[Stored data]
◆ ◆ ◆ ◆

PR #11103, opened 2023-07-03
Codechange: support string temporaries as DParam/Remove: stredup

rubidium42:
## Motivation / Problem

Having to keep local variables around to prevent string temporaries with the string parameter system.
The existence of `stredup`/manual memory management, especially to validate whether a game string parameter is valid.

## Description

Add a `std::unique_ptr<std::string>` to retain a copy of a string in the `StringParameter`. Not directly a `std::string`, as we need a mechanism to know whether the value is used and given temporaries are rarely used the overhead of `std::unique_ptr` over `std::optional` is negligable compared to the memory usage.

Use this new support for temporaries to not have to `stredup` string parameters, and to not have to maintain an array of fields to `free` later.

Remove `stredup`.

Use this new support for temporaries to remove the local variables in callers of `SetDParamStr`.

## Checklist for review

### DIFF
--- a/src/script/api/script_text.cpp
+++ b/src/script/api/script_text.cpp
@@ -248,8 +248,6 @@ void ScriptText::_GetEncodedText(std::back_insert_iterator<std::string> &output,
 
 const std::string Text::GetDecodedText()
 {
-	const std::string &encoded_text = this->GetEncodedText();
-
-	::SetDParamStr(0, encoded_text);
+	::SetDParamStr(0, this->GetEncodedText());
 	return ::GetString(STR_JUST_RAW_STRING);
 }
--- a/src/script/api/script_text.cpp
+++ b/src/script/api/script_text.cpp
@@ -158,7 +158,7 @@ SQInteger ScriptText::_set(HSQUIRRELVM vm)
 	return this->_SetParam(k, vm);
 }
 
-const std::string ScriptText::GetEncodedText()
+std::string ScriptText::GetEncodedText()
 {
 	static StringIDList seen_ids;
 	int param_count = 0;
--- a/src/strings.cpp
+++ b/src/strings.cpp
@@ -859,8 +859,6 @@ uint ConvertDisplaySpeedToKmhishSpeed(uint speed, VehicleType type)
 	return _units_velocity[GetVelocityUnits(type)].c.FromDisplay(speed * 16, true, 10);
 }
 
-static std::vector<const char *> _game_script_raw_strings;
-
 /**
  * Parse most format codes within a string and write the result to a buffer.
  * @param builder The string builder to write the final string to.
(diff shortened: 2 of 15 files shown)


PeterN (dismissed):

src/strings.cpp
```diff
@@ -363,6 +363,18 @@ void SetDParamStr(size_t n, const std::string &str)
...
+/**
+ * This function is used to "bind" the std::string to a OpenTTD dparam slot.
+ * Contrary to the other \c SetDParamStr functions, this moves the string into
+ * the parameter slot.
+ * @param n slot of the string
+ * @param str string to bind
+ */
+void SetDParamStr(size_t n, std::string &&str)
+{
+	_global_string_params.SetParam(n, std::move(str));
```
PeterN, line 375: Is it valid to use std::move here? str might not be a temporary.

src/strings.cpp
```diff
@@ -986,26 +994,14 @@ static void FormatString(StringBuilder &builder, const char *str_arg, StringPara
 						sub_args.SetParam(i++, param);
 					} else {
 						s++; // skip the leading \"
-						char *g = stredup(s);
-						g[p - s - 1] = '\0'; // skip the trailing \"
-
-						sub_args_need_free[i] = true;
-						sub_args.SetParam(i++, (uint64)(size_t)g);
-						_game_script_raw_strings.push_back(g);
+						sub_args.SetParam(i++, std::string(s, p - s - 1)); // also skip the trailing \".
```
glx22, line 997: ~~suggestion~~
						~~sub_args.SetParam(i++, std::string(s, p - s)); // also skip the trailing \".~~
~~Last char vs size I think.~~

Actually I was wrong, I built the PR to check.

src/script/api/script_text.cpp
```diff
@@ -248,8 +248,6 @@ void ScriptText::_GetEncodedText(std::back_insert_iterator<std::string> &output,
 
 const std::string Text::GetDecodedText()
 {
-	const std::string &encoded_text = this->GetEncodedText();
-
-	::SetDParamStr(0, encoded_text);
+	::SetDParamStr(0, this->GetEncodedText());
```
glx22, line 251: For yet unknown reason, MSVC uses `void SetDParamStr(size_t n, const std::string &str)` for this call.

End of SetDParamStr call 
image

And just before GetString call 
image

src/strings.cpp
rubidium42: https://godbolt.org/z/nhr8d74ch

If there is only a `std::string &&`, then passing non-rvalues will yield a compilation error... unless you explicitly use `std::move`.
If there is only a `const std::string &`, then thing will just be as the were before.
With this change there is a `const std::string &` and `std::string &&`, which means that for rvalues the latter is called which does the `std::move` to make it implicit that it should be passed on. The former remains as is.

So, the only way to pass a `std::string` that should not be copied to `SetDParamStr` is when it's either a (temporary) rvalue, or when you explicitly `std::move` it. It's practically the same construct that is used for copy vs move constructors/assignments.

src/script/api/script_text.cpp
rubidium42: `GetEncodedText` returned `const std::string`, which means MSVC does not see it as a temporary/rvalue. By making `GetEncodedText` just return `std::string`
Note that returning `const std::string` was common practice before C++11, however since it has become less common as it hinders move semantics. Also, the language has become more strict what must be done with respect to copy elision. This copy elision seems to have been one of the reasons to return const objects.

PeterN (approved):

◆ ◆ ◆ ◆

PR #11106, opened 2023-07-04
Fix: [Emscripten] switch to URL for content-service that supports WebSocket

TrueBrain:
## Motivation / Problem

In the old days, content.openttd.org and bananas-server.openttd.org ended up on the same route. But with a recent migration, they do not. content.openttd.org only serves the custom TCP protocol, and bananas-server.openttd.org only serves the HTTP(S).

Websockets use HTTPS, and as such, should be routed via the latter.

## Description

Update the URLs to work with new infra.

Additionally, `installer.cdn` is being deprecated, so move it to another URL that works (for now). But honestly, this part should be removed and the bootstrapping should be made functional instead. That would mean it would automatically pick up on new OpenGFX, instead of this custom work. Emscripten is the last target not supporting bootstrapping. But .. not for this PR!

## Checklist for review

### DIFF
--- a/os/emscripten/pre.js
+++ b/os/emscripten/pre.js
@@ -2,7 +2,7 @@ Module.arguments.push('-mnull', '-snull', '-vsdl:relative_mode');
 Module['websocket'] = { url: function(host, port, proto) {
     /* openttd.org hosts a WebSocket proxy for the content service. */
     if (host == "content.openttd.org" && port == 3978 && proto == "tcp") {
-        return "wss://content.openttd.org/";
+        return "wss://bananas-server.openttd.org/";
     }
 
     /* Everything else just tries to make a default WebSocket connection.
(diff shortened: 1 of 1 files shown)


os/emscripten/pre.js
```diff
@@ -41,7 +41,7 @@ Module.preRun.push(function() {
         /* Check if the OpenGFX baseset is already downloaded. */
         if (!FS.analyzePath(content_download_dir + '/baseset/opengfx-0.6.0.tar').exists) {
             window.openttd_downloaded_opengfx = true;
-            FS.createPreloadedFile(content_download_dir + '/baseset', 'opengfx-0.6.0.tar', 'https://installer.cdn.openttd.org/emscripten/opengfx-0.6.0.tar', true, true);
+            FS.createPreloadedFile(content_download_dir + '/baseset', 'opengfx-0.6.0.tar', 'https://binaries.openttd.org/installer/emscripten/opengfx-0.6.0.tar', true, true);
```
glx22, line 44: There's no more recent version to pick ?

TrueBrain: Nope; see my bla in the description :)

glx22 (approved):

◆ ◆ ◆ ◆

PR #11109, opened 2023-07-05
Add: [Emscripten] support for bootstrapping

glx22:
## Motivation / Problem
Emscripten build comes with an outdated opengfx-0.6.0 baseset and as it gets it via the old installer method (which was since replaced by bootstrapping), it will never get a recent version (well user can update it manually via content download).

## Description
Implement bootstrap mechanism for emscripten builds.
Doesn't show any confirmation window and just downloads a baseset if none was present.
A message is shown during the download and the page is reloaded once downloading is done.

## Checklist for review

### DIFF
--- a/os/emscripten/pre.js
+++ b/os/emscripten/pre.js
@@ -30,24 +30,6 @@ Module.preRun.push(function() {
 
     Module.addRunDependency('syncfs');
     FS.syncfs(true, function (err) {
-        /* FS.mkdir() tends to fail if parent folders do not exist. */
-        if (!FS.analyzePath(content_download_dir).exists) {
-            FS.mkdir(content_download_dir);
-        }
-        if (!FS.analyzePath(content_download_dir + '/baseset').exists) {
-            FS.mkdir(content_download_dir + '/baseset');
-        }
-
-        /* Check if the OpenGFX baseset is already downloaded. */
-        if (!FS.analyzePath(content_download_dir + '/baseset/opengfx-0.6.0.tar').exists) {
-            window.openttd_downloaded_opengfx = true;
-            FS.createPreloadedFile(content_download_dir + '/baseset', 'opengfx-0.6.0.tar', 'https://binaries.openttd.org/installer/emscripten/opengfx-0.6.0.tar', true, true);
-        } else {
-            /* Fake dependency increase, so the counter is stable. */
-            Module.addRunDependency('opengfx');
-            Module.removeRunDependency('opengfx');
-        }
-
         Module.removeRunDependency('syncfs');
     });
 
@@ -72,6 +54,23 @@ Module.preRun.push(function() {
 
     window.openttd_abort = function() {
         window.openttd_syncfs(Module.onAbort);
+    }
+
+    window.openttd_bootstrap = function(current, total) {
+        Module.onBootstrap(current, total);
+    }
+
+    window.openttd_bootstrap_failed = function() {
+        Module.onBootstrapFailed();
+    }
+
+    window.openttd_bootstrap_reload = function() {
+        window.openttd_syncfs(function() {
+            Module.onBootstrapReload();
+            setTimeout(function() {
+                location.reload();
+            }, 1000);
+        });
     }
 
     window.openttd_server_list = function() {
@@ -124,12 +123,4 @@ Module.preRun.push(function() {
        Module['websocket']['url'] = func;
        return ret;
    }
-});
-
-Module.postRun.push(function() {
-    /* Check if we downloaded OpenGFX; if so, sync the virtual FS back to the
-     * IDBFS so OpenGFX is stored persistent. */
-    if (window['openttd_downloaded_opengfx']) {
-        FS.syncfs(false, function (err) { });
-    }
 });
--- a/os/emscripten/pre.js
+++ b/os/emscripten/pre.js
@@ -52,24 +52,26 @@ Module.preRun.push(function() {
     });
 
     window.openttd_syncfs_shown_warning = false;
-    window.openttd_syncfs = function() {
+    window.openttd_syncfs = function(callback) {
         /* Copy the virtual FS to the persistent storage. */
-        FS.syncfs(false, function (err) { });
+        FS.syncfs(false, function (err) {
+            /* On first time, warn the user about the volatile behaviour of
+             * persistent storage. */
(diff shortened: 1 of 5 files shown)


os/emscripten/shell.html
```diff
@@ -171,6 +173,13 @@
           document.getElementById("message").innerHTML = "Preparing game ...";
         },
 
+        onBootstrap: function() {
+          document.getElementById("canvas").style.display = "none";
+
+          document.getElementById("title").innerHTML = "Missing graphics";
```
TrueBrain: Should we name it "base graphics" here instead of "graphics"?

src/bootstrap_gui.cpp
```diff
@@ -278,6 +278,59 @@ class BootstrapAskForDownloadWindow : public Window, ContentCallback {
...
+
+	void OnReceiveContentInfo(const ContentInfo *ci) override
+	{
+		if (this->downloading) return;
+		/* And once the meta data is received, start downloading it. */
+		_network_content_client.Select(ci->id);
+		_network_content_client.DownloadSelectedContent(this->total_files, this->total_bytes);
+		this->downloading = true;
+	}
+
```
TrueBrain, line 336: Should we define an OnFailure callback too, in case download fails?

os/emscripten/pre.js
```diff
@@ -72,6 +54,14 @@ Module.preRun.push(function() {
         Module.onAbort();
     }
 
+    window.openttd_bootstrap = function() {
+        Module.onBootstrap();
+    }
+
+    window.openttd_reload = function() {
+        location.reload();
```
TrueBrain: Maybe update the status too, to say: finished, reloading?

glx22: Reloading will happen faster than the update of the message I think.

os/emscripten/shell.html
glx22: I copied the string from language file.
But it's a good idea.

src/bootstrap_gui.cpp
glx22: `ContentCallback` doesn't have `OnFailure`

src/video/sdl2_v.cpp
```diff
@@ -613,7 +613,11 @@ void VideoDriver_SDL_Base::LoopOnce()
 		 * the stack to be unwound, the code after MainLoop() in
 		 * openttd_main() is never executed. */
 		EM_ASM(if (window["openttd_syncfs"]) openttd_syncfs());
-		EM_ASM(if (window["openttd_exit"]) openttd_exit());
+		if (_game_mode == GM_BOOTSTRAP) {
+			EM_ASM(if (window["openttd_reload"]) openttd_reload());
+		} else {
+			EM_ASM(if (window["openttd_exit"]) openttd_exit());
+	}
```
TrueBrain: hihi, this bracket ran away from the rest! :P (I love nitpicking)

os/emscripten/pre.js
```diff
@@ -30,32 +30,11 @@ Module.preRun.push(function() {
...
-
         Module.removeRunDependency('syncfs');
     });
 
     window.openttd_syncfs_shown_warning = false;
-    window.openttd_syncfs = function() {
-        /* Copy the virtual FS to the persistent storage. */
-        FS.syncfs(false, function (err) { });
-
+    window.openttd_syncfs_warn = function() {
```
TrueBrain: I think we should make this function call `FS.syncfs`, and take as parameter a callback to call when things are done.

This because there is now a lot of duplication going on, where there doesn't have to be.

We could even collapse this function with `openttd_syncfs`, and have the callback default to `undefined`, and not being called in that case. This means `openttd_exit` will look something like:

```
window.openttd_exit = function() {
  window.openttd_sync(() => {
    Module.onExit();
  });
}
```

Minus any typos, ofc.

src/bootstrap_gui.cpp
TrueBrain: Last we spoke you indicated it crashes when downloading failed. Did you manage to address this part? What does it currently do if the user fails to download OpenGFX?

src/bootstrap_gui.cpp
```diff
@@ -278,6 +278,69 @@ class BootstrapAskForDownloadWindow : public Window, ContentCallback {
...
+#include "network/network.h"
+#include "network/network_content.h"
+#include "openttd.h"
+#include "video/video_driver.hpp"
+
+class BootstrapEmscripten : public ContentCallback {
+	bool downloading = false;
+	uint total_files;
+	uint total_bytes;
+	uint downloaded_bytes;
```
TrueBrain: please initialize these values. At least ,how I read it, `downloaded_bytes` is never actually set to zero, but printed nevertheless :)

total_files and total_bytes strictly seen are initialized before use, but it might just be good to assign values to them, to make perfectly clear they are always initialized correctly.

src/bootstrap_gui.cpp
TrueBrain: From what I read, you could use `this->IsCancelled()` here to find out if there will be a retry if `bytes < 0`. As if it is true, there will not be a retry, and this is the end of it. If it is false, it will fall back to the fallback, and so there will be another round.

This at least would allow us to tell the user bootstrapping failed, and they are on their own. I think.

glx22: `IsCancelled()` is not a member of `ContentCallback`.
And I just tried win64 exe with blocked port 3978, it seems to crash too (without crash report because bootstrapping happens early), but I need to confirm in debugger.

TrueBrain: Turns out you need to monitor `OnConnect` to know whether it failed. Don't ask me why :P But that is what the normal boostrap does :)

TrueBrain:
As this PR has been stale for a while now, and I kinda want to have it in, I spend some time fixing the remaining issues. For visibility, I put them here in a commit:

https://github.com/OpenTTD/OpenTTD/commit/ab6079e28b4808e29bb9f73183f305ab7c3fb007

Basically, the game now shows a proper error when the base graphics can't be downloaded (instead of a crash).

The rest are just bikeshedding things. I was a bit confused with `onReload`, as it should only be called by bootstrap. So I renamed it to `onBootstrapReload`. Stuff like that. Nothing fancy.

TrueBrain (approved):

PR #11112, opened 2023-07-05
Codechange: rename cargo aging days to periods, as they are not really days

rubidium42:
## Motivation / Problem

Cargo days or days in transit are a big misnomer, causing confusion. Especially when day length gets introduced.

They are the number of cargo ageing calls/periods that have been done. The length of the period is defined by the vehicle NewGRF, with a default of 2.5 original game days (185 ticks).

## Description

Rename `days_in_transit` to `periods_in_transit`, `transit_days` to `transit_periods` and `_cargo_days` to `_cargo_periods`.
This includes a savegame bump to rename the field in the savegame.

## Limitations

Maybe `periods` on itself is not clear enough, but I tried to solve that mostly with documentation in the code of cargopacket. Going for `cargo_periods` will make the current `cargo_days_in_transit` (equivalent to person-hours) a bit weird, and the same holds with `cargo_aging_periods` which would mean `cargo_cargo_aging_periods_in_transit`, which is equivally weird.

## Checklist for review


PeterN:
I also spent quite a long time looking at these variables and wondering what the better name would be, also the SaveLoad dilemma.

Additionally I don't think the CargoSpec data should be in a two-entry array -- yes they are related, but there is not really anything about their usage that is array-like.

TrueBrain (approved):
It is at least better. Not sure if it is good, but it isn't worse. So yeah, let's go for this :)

◆ ◆ ◆ ◆

Brief:
If the string "onBootstrapReload" is in a line of the entries, pick that line out.

Reply:
+            Module.onBootstrapReload();
The rest are just bikeshedding things. I was a bit confused with `onReload`, as it should only be called by bootstrap. So I renamed it to `onBootstrapReload`. Stuff like that. Nothing fancy.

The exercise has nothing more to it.